- **Directions for this task**
Somewhere below is a line with "Issue #1461, opened 2025-11-14" and, later, a line with "- Currently, all"; repeat those two lines and all the lines between them, exactly as they are.

========================

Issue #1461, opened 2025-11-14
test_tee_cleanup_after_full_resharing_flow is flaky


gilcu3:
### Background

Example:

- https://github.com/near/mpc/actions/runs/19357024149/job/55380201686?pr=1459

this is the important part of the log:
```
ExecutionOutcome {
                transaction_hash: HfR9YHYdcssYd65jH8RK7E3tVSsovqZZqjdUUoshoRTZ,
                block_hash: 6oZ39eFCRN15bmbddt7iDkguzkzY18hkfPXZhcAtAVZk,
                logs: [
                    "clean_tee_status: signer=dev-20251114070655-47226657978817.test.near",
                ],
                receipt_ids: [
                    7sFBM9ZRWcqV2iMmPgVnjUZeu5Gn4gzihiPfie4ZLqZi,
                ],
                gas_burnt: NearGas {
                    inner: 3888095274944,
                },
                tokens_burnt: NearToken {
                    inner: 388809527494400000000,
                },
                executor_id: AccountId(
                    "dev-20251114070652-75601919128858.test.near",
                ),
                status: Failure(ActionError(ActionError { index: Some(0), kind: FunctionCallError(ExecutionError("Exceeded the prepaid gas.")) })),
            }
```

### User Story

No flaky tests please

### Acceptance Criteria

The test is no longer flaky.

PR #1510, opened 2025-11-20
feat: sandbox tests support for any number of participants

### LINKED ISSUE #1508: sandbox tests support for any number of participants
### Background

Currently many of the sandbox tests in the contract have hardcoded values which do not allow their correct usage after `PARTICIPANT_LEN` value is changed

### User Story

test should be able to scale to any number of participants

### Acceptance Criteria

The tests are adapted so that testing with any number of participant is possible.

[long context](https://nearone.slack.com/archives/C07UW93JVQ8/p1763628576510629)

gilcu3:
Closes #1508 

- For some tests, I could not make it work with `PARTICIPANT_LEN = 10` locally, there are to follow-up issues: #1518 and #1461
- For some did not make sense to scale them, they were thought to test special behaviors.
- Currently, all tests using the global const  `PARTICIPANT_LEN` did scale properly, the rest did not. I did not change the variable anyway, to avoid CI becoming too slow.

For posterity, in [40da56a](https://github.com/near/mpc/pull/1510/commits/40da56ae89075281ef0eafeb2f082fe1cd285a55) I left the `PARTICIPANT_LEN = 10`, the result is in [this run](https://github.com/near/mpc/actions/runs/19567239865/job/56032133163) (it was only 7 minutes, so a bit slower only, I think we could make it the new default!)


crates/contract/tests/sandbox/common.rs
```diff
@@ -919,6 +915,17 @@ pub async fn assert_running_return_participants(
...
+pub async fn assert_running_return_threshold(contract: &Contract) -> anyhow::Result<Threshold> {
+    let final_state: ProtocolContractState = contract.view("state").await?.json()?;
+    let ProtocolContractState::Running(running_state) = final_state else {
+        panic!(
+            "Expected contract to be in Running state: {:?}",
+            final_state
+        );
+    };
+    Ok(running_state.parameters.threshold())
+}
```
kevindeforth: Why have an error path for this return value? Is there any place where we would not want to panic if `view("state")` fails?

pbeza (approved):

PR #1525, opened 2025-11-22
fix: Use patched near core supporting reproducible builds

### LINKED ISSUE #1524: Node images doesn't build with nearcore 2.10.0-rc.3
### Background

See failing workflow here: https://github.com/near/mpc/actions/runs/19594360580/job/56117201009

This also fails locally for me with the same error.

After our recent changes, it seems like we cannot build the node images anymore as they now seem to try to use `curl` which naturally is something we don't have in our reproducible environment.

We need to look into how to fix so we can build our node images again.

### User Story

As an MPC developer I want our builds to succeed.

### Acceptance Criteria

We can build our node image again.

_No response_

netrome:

========================

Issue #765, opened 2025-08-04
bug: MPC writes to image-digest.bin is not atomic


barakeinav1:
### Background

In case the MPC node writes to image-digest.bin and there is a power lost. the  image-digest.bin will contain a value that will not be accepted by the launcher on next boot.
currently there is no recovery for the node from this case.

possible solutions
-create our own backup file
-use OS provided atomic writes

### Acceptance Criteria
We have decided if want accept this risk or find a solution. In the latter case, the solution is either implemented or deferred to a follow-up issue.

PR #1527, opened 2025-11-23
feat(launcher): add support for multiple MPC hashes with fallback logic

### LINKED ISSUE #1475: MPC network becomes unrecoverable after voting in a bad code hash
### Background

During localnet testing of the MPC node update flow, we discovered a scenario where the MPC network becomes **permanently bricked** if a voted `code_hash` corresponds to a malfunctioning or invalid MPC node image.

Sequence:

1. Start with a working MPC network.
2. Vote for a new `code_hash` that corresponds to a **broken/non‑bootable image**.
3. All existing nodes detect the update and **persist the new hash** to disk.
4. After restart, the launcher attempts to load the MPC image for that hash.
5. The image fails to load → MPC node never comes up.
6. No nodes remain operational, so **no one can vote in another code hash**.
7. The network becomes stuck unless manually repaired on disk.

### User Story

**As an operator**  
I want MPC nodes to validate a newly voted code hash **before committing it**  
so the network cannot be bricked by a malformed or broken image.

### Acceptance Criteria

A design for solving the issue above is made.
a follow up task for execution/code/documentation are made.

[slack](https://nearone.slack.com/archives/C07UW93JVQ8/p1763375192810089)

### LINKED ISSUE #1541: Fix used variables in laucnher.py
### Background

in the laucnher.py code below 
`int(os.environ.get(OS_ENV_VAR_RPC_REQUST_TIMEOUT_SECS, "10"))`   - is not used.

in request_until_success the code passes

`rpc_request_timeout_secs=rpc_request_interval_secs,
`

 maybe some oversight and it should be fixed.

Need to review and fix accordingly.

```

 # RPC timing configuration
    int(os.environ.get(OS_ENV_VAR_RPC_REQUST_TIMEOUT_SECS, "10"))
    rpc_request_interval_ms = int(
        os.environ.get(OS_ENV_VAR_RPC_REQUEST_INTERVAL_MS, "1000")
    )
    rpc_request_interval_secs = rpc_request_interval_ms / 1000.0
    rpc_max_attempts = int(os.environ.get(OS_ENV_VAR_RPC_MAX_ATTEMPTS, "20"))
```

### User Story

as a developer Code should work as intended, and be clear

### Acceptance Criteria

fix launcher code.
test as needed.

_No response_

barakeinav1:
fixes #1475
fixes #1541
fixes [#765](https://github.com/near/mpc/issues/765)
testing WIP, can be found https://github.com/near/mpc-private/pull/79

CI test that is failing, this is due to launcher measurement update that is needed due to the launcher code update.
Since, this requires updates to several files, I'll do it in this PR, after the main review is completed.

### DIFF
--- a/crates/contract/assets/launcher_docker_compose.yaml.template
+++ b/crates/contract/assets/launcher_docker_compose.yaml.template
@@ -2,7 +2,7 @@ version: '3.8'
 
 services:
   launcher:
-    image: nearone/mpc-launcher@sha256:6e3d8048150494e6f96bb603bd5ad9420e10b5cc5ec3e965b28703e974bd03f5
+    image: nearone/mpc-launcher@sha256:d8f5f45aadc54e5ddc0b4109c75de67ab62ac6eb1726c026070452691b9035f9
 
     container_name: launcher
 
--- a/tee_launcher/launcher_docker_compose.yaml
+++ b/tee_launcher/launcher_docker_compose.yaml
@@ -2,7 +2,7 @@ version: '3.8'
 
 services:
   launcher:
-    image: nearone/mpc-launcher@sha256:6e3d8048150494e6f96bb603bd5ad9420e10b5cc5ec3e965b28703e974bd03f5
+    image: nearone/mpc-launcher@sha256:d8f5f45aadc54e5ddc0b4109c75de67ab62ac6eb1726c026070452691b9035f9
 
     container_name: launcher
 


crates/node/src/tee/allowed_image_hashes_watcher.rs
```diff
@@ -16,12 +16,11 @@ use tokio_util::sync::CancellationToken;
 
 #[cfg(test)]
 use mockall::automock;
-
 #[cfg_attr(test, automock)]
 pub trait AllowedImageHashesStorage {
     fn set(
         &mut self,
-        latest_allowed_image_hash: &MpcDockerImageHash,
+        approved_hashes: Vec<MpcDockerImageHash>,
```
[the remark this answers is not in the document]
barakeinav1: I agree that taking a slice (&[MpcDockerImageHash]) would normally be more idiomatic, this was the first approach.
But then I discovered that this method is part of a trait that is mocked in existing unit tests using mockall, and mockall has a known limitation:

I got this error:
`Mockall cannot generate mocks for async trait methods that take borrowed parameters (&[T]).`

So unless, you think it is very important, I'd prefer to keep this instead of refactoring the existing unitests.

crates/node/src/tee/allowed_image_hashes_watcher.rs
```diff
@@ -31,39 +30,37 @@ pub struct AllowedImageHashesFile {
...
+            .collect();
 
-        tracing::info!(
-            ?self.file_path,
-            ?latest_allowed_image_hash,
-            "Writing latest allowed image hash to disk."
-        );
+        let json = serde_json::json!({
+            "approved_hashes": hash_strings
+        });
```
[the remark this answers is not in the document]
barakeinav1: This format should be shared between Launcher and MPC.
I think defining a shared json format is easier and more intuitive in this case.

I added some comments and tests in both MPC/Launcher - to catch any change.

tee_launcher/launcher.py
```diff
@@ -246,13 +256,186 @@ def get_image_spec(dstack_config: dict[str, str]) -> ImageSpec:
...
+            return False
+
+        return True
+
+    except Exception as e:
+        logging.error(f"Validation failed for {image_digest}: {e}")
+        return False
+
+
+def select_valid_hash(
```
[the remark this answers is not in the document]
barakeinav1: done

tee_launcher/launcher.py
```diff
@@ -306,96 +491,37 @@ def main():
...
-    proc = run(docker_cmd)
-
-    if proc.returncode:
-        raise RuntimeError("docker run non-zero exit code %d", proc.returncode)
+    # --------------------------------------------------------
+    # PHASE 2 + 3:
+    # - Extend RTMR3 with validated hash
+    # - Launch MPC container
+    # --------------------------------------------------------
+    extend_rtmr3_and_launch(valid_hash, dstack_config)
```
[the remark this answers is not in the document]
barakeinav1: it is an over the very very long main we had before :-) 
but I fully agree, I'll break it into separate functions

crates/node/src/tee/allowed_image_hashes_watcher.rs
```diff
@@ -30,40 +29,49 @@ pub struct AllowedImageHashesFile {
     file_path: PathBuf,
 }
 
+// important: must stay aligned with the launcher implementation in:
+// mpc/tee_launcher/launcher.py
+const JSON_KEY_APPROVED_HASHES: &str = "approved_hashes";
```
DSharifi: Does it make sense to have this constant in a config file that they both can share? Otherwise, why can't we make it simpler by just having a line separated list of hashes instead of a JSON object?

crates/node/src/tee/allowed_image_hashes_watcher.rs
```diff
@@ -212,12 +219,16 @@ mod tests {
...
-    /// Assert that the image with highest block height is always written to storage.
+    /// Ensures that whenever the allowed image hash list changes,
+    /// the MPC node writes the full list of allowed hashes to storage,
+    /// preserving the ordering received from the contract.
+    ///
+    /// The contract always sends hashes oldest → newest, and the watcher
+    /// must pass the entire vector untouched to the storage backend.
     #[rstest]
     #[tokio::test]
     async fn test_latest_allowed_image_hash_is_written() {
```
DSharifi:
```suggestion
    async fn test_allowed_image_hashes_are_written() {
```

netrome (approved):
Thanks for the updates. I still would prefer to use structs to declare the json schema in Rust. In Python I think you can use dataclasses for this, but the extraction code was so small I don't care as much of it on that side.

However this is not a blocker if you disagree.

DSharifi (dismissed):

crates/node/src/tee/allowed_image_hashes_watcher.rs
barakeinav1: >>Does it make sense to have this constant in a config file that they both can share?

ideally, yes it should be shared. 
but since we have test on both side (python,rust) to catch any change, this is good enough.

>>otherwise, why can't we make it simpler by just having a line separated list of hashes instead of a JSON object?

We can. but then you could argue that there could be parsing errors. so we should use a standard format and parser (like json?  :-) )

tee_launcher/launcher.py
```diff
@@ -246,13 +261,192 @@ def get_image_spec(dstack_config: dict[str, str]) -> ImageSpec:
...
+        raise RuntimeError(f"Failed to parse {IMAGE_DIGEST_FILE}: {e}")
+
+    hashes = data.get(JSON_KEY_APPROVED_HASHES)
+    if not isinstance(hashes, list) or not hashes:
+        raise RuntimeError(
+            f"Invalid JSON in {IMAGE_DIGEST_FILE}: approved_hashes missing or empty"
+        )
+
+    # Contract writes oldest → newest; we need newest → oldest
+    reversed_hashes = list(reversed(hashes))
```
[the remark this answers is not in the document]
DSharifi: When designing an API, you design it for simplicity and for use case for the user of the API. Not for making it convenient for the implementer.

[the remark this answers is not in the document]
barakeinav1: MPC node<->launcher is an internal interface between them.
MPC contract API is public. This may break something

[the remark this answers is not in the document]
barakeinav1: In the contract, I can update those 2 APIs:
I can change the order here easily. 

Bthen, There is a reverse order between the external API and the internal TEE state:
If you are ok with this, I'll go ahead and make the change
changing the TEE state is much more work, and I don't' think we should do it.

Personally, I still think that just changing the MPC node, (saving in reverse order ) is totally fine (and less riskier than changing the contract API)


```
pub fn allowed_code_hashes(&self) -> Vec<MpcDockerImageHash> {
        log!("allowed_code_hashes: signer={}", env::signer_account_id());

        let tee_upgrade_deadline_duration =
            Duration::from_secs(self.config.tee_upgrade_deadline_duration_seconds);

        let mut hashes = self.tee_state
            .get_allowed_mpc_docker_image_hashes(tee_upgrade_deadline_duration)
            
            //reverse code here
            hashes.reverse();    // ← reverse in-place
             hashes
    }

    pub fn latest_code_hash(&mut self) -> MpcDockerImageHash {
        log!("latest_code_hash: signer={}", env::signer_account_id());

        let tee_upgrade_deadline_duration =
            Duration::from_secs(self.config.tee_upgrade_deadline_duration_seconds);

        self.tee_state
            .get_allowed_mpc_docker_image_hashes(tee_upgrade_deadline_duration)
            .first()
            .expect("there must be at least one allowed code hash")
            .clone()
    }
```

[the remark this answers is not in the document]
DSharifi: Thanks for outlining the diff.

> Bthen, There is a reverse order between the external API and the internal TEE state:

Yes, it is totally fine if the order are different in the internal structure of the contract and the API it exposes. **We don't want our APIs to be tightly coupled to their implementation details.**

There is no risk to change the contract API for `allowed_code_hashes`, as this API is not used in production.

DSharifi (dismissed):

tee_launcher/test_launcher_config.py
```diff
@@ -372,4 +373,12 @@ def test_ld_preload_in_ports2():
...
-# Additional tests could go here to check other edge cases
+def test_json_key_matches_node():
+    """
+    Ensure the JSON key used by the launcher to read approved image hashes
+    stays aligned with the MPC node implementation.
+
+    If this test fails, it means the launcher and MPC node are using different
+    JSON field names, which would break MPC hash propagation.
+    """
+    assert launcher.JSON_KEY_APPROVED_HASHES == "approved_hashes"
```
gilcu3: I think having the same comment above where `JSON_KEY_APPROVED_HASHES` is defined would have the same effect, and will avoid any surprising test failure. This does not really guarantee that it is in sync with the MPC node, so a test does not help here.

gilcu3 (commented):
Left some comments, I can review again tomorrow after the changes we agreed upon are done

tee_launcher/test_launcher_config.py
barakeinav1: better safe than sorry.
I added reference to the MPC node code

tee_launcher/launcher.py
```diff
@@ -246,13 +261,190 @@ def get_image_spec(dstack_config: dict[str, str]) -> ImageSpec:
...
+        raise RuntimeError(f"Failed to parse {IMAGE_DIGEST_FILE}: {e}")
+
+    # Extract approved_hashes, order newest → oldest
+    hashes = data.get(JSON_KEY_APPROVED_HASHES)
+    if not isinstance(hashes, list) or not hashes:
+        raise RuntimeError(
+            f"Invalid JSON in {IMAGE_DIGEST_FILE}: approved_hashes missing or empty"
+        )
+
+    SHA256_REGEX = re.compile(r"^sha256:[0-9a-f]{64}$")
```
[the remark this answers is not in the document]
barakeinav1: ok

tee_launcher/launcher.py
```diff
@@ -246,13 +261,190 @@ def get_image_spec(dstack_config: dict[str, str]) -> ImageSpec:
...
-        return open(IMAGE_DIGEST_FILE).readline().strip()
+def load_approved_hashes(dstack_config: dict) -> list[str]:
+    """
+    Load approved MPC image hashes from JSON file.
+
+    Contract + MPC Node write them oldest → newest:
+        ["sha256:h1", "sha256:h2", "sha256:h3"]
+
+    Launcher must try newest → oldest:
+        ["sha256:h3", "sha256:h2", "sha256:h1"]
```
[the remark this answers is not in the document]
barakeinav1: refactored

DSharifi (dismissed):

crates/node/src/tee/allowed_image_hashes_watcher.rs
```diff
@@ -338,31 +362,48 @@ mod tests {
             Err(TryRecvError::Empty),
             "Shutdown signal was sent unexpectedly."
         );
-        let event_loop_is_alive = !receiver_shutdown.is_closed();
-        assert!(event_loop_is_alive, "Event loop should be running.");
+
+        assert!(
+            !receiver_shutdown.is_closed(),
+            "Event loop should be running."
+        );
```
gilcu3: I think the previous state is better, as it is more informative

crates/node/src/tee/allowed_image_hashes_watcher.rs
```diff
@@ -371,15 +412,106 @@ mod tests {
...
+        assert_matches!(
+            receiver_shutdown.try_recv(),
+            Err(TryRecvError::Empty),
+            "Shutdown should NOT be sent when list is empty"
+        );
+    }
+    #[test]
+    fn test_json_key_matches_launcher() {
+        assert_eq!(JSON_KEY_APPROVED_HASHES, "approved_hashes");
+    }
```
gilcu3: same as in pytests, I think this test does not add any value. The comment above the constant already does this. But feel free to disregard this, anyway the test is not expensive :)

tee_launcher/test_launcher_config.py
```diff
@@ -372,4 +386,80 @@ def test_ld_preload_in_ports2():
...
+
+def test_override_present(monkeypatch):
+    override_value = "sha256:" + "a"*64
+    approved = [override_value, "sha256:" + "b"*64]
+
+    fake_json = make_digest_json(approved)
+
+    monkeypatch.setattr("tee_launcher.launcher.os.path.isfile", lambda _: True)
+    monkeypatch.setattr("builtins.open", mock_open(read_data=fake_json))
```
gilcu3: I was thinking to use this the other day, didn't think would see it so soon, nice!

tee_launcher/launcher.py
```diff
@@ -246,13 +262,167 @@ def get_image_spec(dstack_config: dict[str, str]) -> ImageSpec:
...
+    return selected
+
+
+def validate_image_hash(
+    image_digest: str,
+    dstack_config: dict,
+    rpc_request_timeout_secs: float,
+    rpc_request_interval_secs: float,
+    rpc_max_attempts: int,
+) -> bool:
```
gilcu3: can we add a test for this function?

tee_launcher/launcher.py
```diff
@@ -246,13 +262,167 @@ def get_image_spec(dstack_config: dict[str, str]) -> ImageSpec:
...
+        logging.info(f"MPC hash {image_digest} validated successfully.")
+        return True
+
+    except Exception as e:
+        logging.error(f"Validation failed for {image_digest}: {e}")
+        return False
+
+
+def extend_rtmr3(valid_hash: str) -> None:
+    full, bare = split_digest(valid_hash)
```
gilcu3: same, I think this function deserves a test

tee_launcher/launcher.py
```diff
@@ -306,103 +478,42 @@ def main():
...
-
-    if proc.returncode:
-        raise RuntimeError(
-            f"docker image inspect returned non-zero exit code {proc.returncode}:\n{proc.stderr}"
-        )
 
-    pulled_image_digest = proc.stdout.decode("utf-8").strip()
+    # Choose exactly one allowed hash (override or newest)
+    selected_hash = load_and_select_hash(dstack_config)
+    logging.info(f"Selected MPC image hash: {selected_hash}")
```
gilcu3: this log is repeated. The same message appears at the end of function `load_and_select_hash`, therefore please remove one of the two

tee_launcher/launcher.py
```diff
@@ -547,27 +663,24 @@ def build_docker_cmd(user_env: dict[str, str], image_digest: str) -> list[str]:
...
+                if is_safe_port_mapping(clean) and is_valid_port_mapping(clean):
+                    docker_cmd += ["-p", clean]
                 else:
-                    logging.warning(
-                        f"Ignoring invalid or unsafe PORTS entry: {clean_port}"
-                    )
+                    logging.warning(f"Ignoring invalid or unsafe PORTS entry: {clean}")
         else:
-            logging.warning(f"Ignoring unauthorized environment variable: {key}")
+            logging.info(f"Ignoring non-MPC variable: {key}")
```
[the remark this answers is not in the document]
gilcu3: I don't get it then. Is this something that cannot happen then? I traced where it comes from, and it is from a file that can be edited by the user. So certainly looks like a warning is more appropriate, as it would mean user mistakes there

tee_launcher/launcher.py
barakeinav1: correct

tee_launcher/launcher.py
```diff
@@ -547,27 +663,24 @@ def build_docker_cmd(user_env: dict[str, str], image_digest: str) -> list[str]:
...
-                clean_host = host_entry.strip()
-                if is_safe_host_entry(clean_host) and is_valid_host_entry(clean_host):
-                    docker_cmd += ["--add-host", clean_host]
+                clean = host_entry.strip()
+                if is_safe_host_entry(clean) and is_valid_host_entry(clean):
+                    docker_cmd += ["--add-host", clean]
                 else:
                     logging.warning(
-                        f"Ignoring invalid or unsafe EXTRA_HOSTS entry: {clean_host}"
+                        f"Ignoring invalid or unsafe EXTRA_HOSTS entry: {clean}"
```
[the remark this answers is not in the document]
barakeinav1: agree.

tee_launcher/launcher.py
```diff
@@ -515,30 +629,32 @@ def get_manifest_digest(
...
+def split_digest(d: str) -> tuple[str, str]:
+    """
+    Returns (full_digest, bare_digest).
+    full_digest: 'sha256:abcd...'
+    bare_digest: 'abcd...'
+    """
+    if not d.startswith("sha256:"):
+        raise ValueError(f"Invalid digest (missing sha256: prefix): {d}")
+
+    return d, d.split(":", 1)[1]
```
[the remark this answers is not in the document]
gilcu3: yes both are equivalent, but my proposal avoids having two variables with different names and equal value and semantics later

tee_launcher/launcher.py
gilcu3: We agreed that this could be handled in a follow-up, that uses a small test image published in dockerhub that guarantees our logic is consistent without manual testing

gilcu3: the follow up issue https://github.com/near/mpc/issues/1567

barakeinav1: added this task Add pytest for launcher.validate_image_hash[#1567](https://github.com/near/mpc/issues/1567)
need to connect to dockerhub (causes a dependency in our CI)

========================

- **Task output**
Issue #1461, opened 2025-11-14
test_tee_cleanup_after_full_resharing_flow is flaky


gilcu3:
### Background

Example:

- https://github.com/near/mpc/actions/runs/19357024149/job/55380201686?pr=1459

this is the important part of the log:
```
ExecutionOutcome {
                transaction_hash: HfR9YHYdcssYd65jH8RK7E3tVSsovqZZqjdUUoshoRTZ,
                block_hash: 6oZ39eFCRN15bmbddt7iDkguzkzY18hkfPXZhcAtAVZk,
                logs: [
                    "clean_tee_status: signer=dev-20251114070655-47226657978817.test.near",
                ],
                receipt_ids: [
                    7sFBM9ZRWcqV2iMmPgVnjUZeu5Gn4gzihiPfie4ZLqZi,
                ],
                gas_burnt: NearGas {
                    inner: 3888095274944,
                },
                tokens_burnt: NearToken {
                    inner: 388809527494400000000,
                },
                executor_id: AccountId(
                    "dev-20251114070652-75601919128858.test.near",
                ),
                status: Failure(ActionError(ActionError { index: Some(0), kind: FunctionCallError(ExecutionError("Exceeded the prepaid gas.")) })),
            }
```

### User Story

No flaky tests please

### Acceptance Criteria

The test is no longer flaky.

PR #1510, opened 2025-11-20
feat: sandbox tests support for any number of participants

### LINKED ISSUE #1508: sandbox tests support for any number of participants
### Background

Currently many of the sandbox tests in the contract have hardcoded values which do not allow their correct usage after `PARTICIPANT_LEN` value is changed

### User Story

test should be able to scale to any number of participants

### Acceptance Criteria

The tests are adapted so that testing with any number of participant is possible.

[long context](https://nearone.slack.com/archives/C07UW93JVQ8/p1763628576510629)

gilcu3:
Closes #1508 

- For some tests, I could not make it work with `PARTICIPANT_LEN = 10` locally, there are to follow-up issues: #1518 and #1461
- For some did not make sense to scale them, they were thought to test special behaviors.
- Currently, all tests using the global const  `PARTICIPANT_LEN` did scale properly, the rest did not. I did not change the variable anyway, to avoid CI becoming too slow.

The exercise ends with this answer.